▸ **The problem**: What do the lines say from the start of the entries through the one containing "- Block/tile the"? Repeat them exactly.

▸ **Dataset entries**:
PR #586, opened 2026-07-27
perf(vae): GEMM the ProdLDA-family decoder matmuls (#378)

### LINKED ISSUE #378: Perf: ProdLDA-family VAE fit is single-threaded scalar Rust (4-7x slower than PyTorch at scale)
## Summary

The hand-coded VAE backbone shared by `ProdLDA`, `CombinedTM`, `ZeroShotTM`, `ETM(inference="vae")`, `InfoCTM`, and now `Scholar` (#376/#377) is single-threaded scalar Rust. On realistic-density inputs it is within ~2-3x of a CPU PyTorch reference at small sizes but degrades to **4.7-6.8x** as `V·K` grows, because the dense decoder matmul (`logit = theta·beta`, `K×V`) and the encoder GEMMs dominate and PyTorch runs them on multithreaded BLAS.

This surfaced in the SCHOLAR PR1 (#377) benchmark. The gap is **inherited wholesale from the ProdLDA backbone — Scholar itself adds only ~1%** over plain `ProdLDA` — so it is a family-wide perf item, not model-specific.

## Measurements (fit-only, from the #377 benchmark, CPU)

| size | docs / V / K / iters | topica | dallascard/scholar (CPU PyTorch) | ratio |
|---|---|---|---|---|
| small  | 500 / 500 / 10 / 200   | 4.1s   | 2.6s  | 1.60x |
| medium | 2000 / 2000 / 20 / 200 | 49.0s  | 10.5s | 4.69x |
| large  | 4000 / 3000 / 30 / 200 | 157.3s | 23.0s | 6.84x |

`Scholar` vs plain `ProdLDA` at the medium size: 48.6s vs 47.9s (~1.01x) — confirms the cost is the backbone.

## Where the time goes

- Decoder: `logit_raw[i][j] += theta_do[i][t] * beta[t*V+j]` over the full `K×V` beta for every doc (`prodlda.rs::batch_forward`, and its transpose in `batch_backward`). Dense `N×K×V`.
- Encoder layer-1/2 GEMMs and the head projections, all scalar loops.

## Options to explore (not committed to any)

- Multi-thread the per-document batch work with rayon, combining partial sums in a **fixed document order** to preserve the bit-for-bit determinism guarantee (the hard constraint — see `docs/contributing/conventions.md`).
- Block/tile the decoder matmul, or route the `N×K · K×V` products through a small internal GEMM (`matrixmultiply`/`ndarray`) while keeping deterministic reduction order.
- SIMD-friendly inner loops (contiguous `beta` rows already help; the backward accumulation into `g.beta` is the awkward one).

## Constraints

- **Determinism is non-negotiable:** fits must stay bit-for-bit identical regardless of thread count (fixed-order reductions). Any parallelization must be proven with `np.array_equal` at two thread counts.
- No PyTorch / autodiff dependency — the whole point of the backbone is a dependency-light hand-coded VAE.
- Must not regress the FD gradient checks or the parity of any VAE-family model.

## Priority

Correctness/faithfulness is fine today (all VAE-family models validate); this is a throughput improvement. Filing so the known profile is tracked rather than rediscovered per-model.

nealcaren:
Closes #378 (the decoder half; see **Scope & follow-ups**).

## What

The hand-coded VAE backbone shared by `ProdLDA`, `CombinedTM`, `ZeroShotTM`, `ETM(inference="vae")`, `InfoCTM`, and `Scholar` spent most of a fit in three dense `O(N·K·V)` decoder terms written as scalar triple-loops, running **4.7–6.8× slower than a CPU PyTorch reference** at scale. This routes them through a pure-Rust, BLAS-free GEMM (`matrixmultiply`):

```
forward : logit_raw = theta_do · beta          (matmul_nn)
backward: dtheta_do = dlogit_raw · betaᵀ        (matmul_nt, betaᵀ via stride-swap, no copy)
backward: g.beta   += theta_doᵀ · dlogit_raw   (matmul_tn — the cross-document reduction)
```

New `src/gemm.rs` wraps `matrixmultiply::dgemm` with row-major `nn`/`nt`/`tn` helpers (transposed operands expressed by swapping strides — nothing is copied or transposed in memory) plus scalar-parity unit tests. The decoder sections of `batch_forward`/`batch_backward` flatten the `Vec<Vec>` operands, GEMM, and scatter back; SCHOLAR's content-deviation terms stay scalar and bit-identical (accumulation order preserved). `matrixmultiply` was already a transitive dependency via `ndarray`, so **no PyTorch, no BLAS, no new external weight** — the single-wheel promise is unchanged.

## Determinism (the hard constraint)

A GEMM's reduction order is fixed, so fits are **bit-for-bit identical regardless of thread count**. `matrixmultiply` parallelizes over *output blocks* while each element's `k`-reduction stays single-threaded, so bit-identity holds even with its `threading` feature on — this is exactly the property a rayon-over-batch reduction of `g.beta` could not offer. Verified end-to-end (not just microbenchmark): a real `ProdLDA` fit gives identical `topic_word`/`doc_topic` hashes across `MATMUL_NUM_THREADS = 1, 2, 4`, on both a small config and a large one where threading actually engages. Output differs from the old scalar path only at float-rounding level (**~1e-15 relative**), so reference-parity (gold) and finite-difference-gradient tests are unchanged.

## Expected speedup

**Decoder terms in isolation** (single-thread, `benchmarks/vae_gemm_probe`) — scales with K:

| K | 10 | 20 | 30 | 50 | 80 |
|---|----|----|----|----|----|
| decoder speedup | 2.7× | 4.2× | 4.9× | 5.4× | 6.8× |

**End-to-end fit** (single-thread, decoder is ~half the iteration at typical K, so Amdahl-bounded):

| workload | main | this PR | speedup |
|---|---|---|---|
| D2000 / V2000 / K20 / 40 iters | 27.40s | 18.63s | **1.47×** |

At typical K (10–30) expect **~1.4–1.6× end-to-end**, rising toward the decoder's own 6–7× as K grows (at K=80 the decoder is ~80% of the iteration).

**More cores:** the decoder GEMM scales bit-identically, but this PR only touches the decoder — the per-document encoder and the elementwise `O(N·V)` work are still single-threaded, so end-to-end multi-core scaling is capped (and negligible at small `V·K`, where the decoder is below `matrixmultiply`'s internal threading threshold). Meaningful multi-core scaling shows only at large `V·K`; broad scaling needs the follow-ups below.

## Scope & follow-ups

This is **step 1** of the direction explored in `benchmarks/notes_issue_378_vae_gemm.md` (the decoder GEMM — the dominant cost, and the safest deterministic change). Deliberately deferred so this determinism-critical shared hot path lands in a reviewable increment:

- **Encoder GEMMs** (layer-2 + head projections; keep layer-1 sparse).
- **rayon over the batch** for the per-document-independent elementwise `O(N·V)` work (batchnorm apply, recon softmax, reparam), reductions kept in fixed doc order.

Together those unlock the multi-core scaling this PR leaves on the table.

## Testing

- `cargo test --lib` — `gemm` 4/4, `prodlda` 26/26, `etm_vae` 9/9, `infoctm` 4/4, `scholar` 9/9, `etm::` 12/12 (all the finite-difference gradient + planted-recovery checks).
- `cargo clippy --workspace --all-targets --all-features -D warnings` — clean; `cargo fmt --check` — clean.
- Python: 170 VAE-family + determinism tests pass; the gold/parity tests (`prodlda`/`combinedtm`/`etm`/`zeroshottm`/`infoctm`) are unchanged.

### Independent verification

An independent agent (which did **not** write the change) re-read the diff, verified the three GEMMs and the SCHOLAR restructure by hand, re-ran the full FD suite, confirmed bit-identical hashes across `MATMUL_NUM_THREADS=1/2/4` on two configs, ran 124 Python tests (0 failures), and produced the true before/after above (main 27.40s → 18.63s). Verdict: *"a faithful, deterministic, and faster implementation … safe to PR."* Its two non-blocking notes: `matmul_*` don't special-case `k==0` (relies on `dgemm` zeroing C via `beta=0`; not a real VAE scenario), and the determinism guarantee rests on `matrixmultiply`'s output-block partitioning strategy (`Cargo.toml` pins `0.3`, and `src/gemm.rs` documents the dependency).

---

### DIFF
--- a/CHANGELOG.md
+++ b/CHANGELOG.md
@@ -31,8 +31,8 @@ follow [Semantic Versioning](https://semver.org/spec/v2.0.0.html) once released.
 ### Changed
 
 - **ProdLDA-family VAE decoder now uses a BLAS-free GEMM (2.7–6.8× faster on the
-  decoder)** (#378). The hand-coded VAE backbone shared by `ProdLDA`, `CombinedTM`,
-  `ZeroShotTM`, `ETM(inference="vae")`, `InfoCTM`, and `Scholar` spent most of a fit
+  decoder)** (#378). The hand-coded dense-decoder VAE backbone shared by `ProdLDA`,
+  `CombinedTM`, `ZeroShotTM`, `InfoCTM`, and `Scholar` spent most of a fit
   in three dense `O(N·K·V)` decoder terms written as scalar triple-loops, which ran
   4.7–6.8× slower than a CPU PyTorch reference at scale. These now route through
   `matrixmultiply` (pure-Rust, cache-blocked + SIMD, BLAS-free — no PyTorch, no new
@@ -44,8 +44,10 @@ follow [Semantic Versioning](https://semver.org/spec/v2.0.0.html) once released.
   decoder scales across cores while keeping that guarantee. Output differs from the
   previous scalar path only at floating-point-rounding level (~1e-15 relative), so
   reference-parity and finite-difference-gradient tests are unchanged. SCHOLAR's
-  content-deviation terms stay scalar and bit-identical. Encoder GEMMs and the
-  elementwise `O(N·V)` work are untouched (candidate follow-ups).
+  content-deviation terms stay scalar and bit-identical. `ETM(inference="vae")` is
+  not affected — it has its own sparse per-document decoder, not the dense
+  `theta·beta`. Encoder GEMMs and the elementwise `O(N·V)` work are untouched
+  (candidate follow-ups).
 
 ## [0.53.0] - 2026-07-26
 
--- a/CHANGELOG.md
+++ b/CHANGELOG.md
@@ -28,6 +28,25 @@ follow [Semantic Versioning](https://semver.org/spec/v2.0.0.html) once released.
   covariate fit shifts negligibly (R-gold keyword cosine 0.912 → 0.906, still far
   above bar, sign agreement 1.00).
 
+### Changed
+
+- **ProdLDA-family VAE decoder now uses a BLAS-free GEMM (2.7–6.8× faster on the
+  decoder)** (#378). The hand-coded VAE backbone shared by `ProdLDA`, `CombinedTM`,
+  `ZeroShotTM`, `ETM(inference="vae")`, `InfoCTM`, and `Scholar` spent most of a fit
+  in three dense `O(N·K·V)` decoder terms written as scalar triple-loops, which ran
+  4.7–6.8× slower than a CPU PyTorch reference at scale. These now route through
+  `matrixmultiply` (pure-Rust, cache-blocked + SIMD, BLAS-free — no PyTorch, no new
+  external/BLAS dependency, so the single-wheel promise is unchanged): the forward
+  `logit = theta·beta`, the backward `dtheta = dlogit·betaᵀ`, and the
+  cross-document `g.beta += theta_doᵀ·dlogit` reduction. A GEMM's reduction order is
+  fixed, so fits stay **bit-for-bit identical regardless of thread count** (verified
+  across `MATMUL_NUM_THREADS = 1, 2, 4`), and with the `threading` feature the
+  decoder scales across cores while keeping that guarantee. Output differs from the
+  previous scalar path only at floating-point-rounding level (~1e-15 relative), so
+  reference-parity and finite-difference-gradient tests are unchanged. SCHOLAR's
+  content-deviation terms stay scalar and bit-identical. Encoder GEMMs and the
+  elementwise `O(N·V)` work are untouched (candidate follow-ups).
+
 ## [0.53.0] - 2026-07-26
 
 ### Fixed
--- a/Cargo.lock
+++ b/Cargo.lock
@@ -190,6 +190,12 @@ source = "registry+https://github.com/rust-lang/crates.io-index"
 checksum = "2304e00983f87ffb38b55b444b5e3b60a884b5d30c0fca7d82fe33449bbe55ea"
 
 [[package]]
+name = "hermit-abi"
+version = "0.5.2"
+source = "registry+https://github.com/rust-lang/crates.io-index"
+checksum = "fc0fef456e4baa96da950455cd02c081ca953b141298e41db3fc7e36b1da849c"
+
+[[package]]
 name = "indoc"
 version = "2.0.7"
 source = "registry+https://github.com/rust-lang/crates.io-index"
@@ -232,7 +238,10 @@ source = "registry+https://github.com/rust-lang/crates.io-index"
 checksum = "a06de3016e9fae57a36fd14dba131fccf49f74b40b7fbdb472f96e361ec71a08"
 dependencies = [
  "autocfg",
+ "num_cpus",
+ "once_cell",
  "rawpointer",
+ "thread-tree",
 ]
 
 [[package]]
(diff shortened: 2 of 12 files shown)


nealcaren:
## Double review (faithfulness + adversarial) + local verification

Reviewed by a correctness/faithfulness pass, an independent adversarial pass (Gemini pro-tier), and end-to-end local verification. **The numerics are correct and the determinism design is sound; one documentation overclaim needs fixing before merge.**

### Correctness & determinism — verified ✅
- **GEMM wrappers** (`gemm.rs`): the `nn`/`nt`/`tn` stride arguments and transpose-via-stride-swap are correct, cross-checked against the in-file scalar references; the call-site `(m,k,n)` mappings in `prodlda.rs` match the operand shapes (θ N×K, β K×V, dlogit N×V) at all three sites.
- **`g.beta` reduction**: no clobber. The `tn` GEMM writes a fresh zeroed scratch buffer (`gbeta`), then `g.beta += gbeta` — preserving the old accumulate semantics and any coupled caller's pre-seeded gradient. This was the main hazard and it's correctly avoided (β=0 into a private buffer).
- **Flatten/scatter**: contiguous row-major, no off-by-one or row/col swap; `logit_raw` is zeroed and overwritten, matching the old path (SCHOLAR content added after, as before).
- Ran locally: `gemm` scalar-parity tests, **all 26 `prodlda` FD-gradient tests** (bow / emb / bow+emb / contrastive / dirichlet / stick-breaking), **58 VAE-family Python gold tests** (ProdLDA/CombinedTM/ZeroShotTM/Scholar/InfoCTM) — all pass. Cross-thread determinism confirmed: identical `topic_word` MD5 across `MATMUL_NUM_THREADS = 1, 2, 4` on an 800-doc ProdLDA fit.

### Change needed — ETM(inference="vae") overclaim 🔧 (blocker: doc accuracy)
The CHANGELOG, the `gemm.rs` module docstring, and `benchmarks/notes_issue_378_vae_gemm.md` all list **`ETM(inference="vae")`** among the models whose decoder now routes through the GEMM. It does not: `etm_vae.rs` imports only the reparam/KL/InfoNCE helpers from `prodlda` (not `batch_forward`/`batch_backward`) and has its **own sparse per-document decoder** (`doc_backward`, `m += theta[t]*beta[t][w]`), which this PR leaves untouched — so ETM(vae) gets no speedup. The real beneficiaries are the 5 dense-decoder callers: **ProdLDA, CombinedTM, ZeroShotTM** (in `prodlda.rs`) plus **InfoCTM** and **Scholar** (the only external callers of `batch_forward`/`batch_backward`). Please drop ETM from those three lists, or note explicitly that ETM(vae)'s separate sparse decoder is out of scope (a candidate follow-up). topica's anti-overclaim norm makes this worth getting exactly right.

### Optional (nit) — `k==0` contract
`matmul_tn` on an **empty batch** (N=0) is called with the contraction dim `k=0` while `m=K≠0, n=V≠0`, so the `m==0||n==0` guard doesn't fire and `dgemm` runs with `k=0`. It's safe today only because every output buffer is freshly `vec![0.0]` (matrixmultiply may skip the β-scale when k=0, leaving C untouched). The wrapper docstring says "Overwrites `c`", which is slightly stronger than the impl guarantees for `k==0`. Consider a one-line `if k == 0 { c.fill(0.0); return; }` (or a doc note) so the contract holds unconditionally.

Fix the ETM wording and this is good to merge — the core refactor is faithful, fast, and deterministic.

nealcaren:
Pushed `c8fccf6` addressing the review:

- **ETM(inference="vae") overclaim fixed** — corrected the model list in the `gemm.rs` docstring, CHANGELOG, and `benchmarks/notes_issue_378_vae_gemm.md` to the five real dense-decoder beneficiaries (ProdLDA, CombinedTM, ZeroShotTM, InfoCTM, Scholar), with an explicit note that ETM(vae)'s separate sparse decoder is out of scope.
- **`k==0` guard added** — `matmul_*` now zero-fills `C` when the contraction dim is 0 (hit by the `tn` reduction on an empty batch), so the documented "overwrites `c`" contract holds unconditionally rather than relying on pre-zeroed buffers. Added a `zero_contraction_zeroes_c` unit test.

Correctness of the core refactor was already verified locally (gemm parity tests, all 26 prodlda FD-gradient tests, 58 VAE-family gold tests, and bit-identical `topic_word` across `MATMUL_NUM_THREADS = 1/2/4`). fmt + all-features clippy green.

▸ **Problem solution**:
PR #586, opened 2026-07-27
perf(vae): GEMM the ProdLDA-family decoder matmuls (#378)

### LINKED ISSUE #378: Perf: ProdLDA-family VAE fit is single-threaded scalar Rust (4-7x slower than PyTorch at scale)
## Summary

The hand-coded VAE backbone shared by `ProdLDA`, `CombinedTM`, `ZeroShotTM`, `ETM(inference="vae")`, `InfoCTM`, and now `Scholar` (#376/#377) is single-threaded scalar Rust. On realistic-density inputs it is within ~2-3x of a CPU PyTorch reference at small sizes but degrades to **4.7-6.8x** as `V·K` grows, because the dense decoder matmul (`logit = theta·beta`, `K×V`) and the encoder GEMMs dominate and PyTorch runs them on multithreaded BLAS.

This surfaced in the SCHOLAR PR1 (#377) benchmark. The gap is **inherited wholesale from the ProdLDA backbone — Scholar itself adds only ~1%** over plain `ProdLDA` — so it is a family-wide perf item, not model-specific.

## Measurements (fit-only, from the #377 benchmark, CPU)

| size | docs / V / K / iters | topica | dallascard/scholar (CPU PyTorch) | ratio |
|---|---|---|---|---|
| small  | 500 / 500 / 10 / 200   | 4.1s   | 2.6s  | 1.60x |
| medium | 2000 / 2000 / 20 / 200 | 49.0s  | 10.5s | 4.69x |
| large  | 4000 / 3000 / 30 / 200 | 157.3s | 23.0s | 6.84x |

`Scholar` vs plain `ProdLDA` at the medium size: 48.6s vs 47.9s (~1.01x) — confirms the cost is the backbone.

## Where the time goes

- Decoder: `logit_raw[i][j] += theta_do[i][t] * beta[t*V+j]` over the full `K×V` beta for every doc (`prodlda.rs::batch_forward`, and its transpose in `batch_backward`). Dense `N×K×V`.
- Encoder layer-1/2 GEMMs and the head projections, all scalar loops.

## Options to explore (not committed to any)

- Multi-thread the per-document batch work with rayon, combining partial sums in a **fixed document order** to preserve the bit-for-bit determinism guarantee (the hard constraint — see `docs/contributing/conventions.md`).
- Block/tile the decoder matmul, or route the `N×K · K×V` products through a small internal GEMM (`matrixmultiply`/`ndarray`) while keeping deterministic reduction order.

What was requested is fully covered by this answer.